Calcium is one of the most abundant minerals in the human body. 99% of calcium is located in the bones and teeth, but it is also required for transmission of signals in nerve cells, muscle contractions, and healthy blood pressure. 

The importance of calcium in preventing osteoporosis is its most well known role and the one I hear most often as a concern for giving up dairy.

While having adequate amounts of calcium in the diet is key for building and maintain strong bones, The Harvard Nurses’ Health Study, which followed more than 75,000 women for 12 years, showed no protective effect of increased milk consumption on fracture risk.
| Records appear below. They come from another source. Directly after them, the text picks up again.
PR #5541, opened 2026-02-23
Support phone input allowlist in features config

carmenlau:
ref DEV-3298

### DIFF
--- a/pkg/lib/config/configsource/loader.go
+++ b/pkg/lib/config/configsource/loader.go
@@ -43,22 +43,8 @@ func LoadConfig(ctx context.Context, res *resource.Manager) (*config.Config, err
 		FeatureConfig: featureConfig,
 	}
 
-	// Filter phone countries based on feature config
-	if cfg.AppConfig.UI != nil && cfg.AppConfig.UI.PhoneInput != nil &&
-		cfg.FeatureConfig.UI != nil && cfg.FeatureConfig.UI.PhoneInput != nil {
-		if cfg.AppConfig.UI.PhoneInput.AllowList != nil {
-			cfg.AppConfig.UI.PhoneInput.AllowList = config.IntersectAllowlist(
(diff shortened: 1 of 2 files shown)


tung2744 (approved):

pkg/lib/config/configsource/loader.go
```diff
@@ -42,6 +42,24 @@ func LoadConfig(ctx context.Context, res *resource.Manager) (*config.Config, err
...
+				cfg.FeatureConfig.UI.PhoneInput.AllowList,
+			)
+		}
+		if cfg.AppConfig.UI.PhoneInput.PinnedList != nil {
+			cfg.AppConfig.UI.PhoneInput.PinnedList = config.IntersectAllowlist(
+				cfg.AppConfig.UI.PhoneInput.PinnedList,
+				cfg.FeatureConfig.UI.PhoneInput.AllowList,
+			)
+		}
+	}
```
tung2744: Instead of doing it in loader, maybe we can create another method similar to PopulateDefaultValues to do this? I think we should also ensure all places called PopulateDefaultValues calls that method.

carmenlau: I agree that moving the logic into a separate method makes the code clearer. I’ve added a new function, `ApplyFeatureConfigConstraints`.

However, I’m still calling this function in the loader rather than in the places where we call `PopulateDefaultValues`. Based on my review of how `PopulateDefaultValues` is used, not all call sites are suitable for or require `ApplyFeatureConfigConstraints`.

For example, `config.Parse` is a low-level function that constructs the config from YAML and should not depend on feature config. `AuthgearYAMLDescriptor` should not need to read feature config.

See if it looks good for you?

tung2744: Yes, rereading the code, they are tests and empty configs. So calling only in LoadConfig make sense. Thanks!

In fact, increased intake of calcium from dairy products was associated with a higher fracture risk. 

So, if we aren’t going to get our calcium from milk where does it come from and how can you ensure strong healthy bones?


5 Key health tips for healthy calcium levels:

1.Instead of using calcium in the form of a supplement or a glass of milk, aim to increase calcium rich foods in your diet.  The RDA for adults 18-50 years is 1000mg and 1200mg for those over 51. Some foods that are high in calcium:
  • Sardines – 3 ounces canned 324 mg calcium (this is more than 8 ounces of milk – 296)
  • Sesame seeds 280mg 1 ounce or 3 tablespoons
  • Almonds – 1 ounce or (23) 80 mg calcium
  • Dark leafy green like Kale 1 cup 94 mg

2.Cut back on soda, alcohol and coffee as they can actually leech calcium from the bones. 
  • It’s important we keep all the calcium we work so hard to take in.  If you’re currently consuming a lot of these in your daily diet try just reduce your intake a little bit each day until these beverages become a treat rather than a norm.

3.Check your vitamin D status.
  • One study showed that people who were deficient in Vitamin D only absorbed 14% of the calcium from their food where as those with adequate Vitamin D levels absorbed 58% of the calcium from their food.
  • Calcium requires Vitamin D for absorption.  If you are vitamin D deficient you will not be able to properly absorb it.  Have you vitamin D levels checked and if they are low add in a vitamin D3 supplement.

4. Try raw full-fat dairy.
  • For those who still aren’t ready to give up dairy completely that is okay!  If you still want to include dairy in your diet go for whole fat raw milk products.  Calcium requires fats for absorption so eating reduce fat or fat free dairy products will not give you this benefit.  
  • Raw milk also contains beneficial bacteria and the enzyme lipase, which aids in digestion of dairy meaning raw milk products may be better tolerated for those who are lactose intolerant.  In addition it contains all the original vitamins and minerals normally lost in conventionally processed milk products.

5.Movement & exercise.
  • Exercise is key for maintaining bone density and strength and for reducing bone loss.  Weight bearing activities help to strengthen bones at any age, even in the elderly.  Exercise also lead to increased muscle strength and balance in turn helping to reduce falls and fractures.
  • Aim for 30-45 minutes of exercise including walking, jumping rope, running mixed with weight training.
  • For elderly patients who may be limited in mobility, Tai Chi as exercise has been proven in studies to reduce the number of falls in the elderly and is therefore strongly recommended.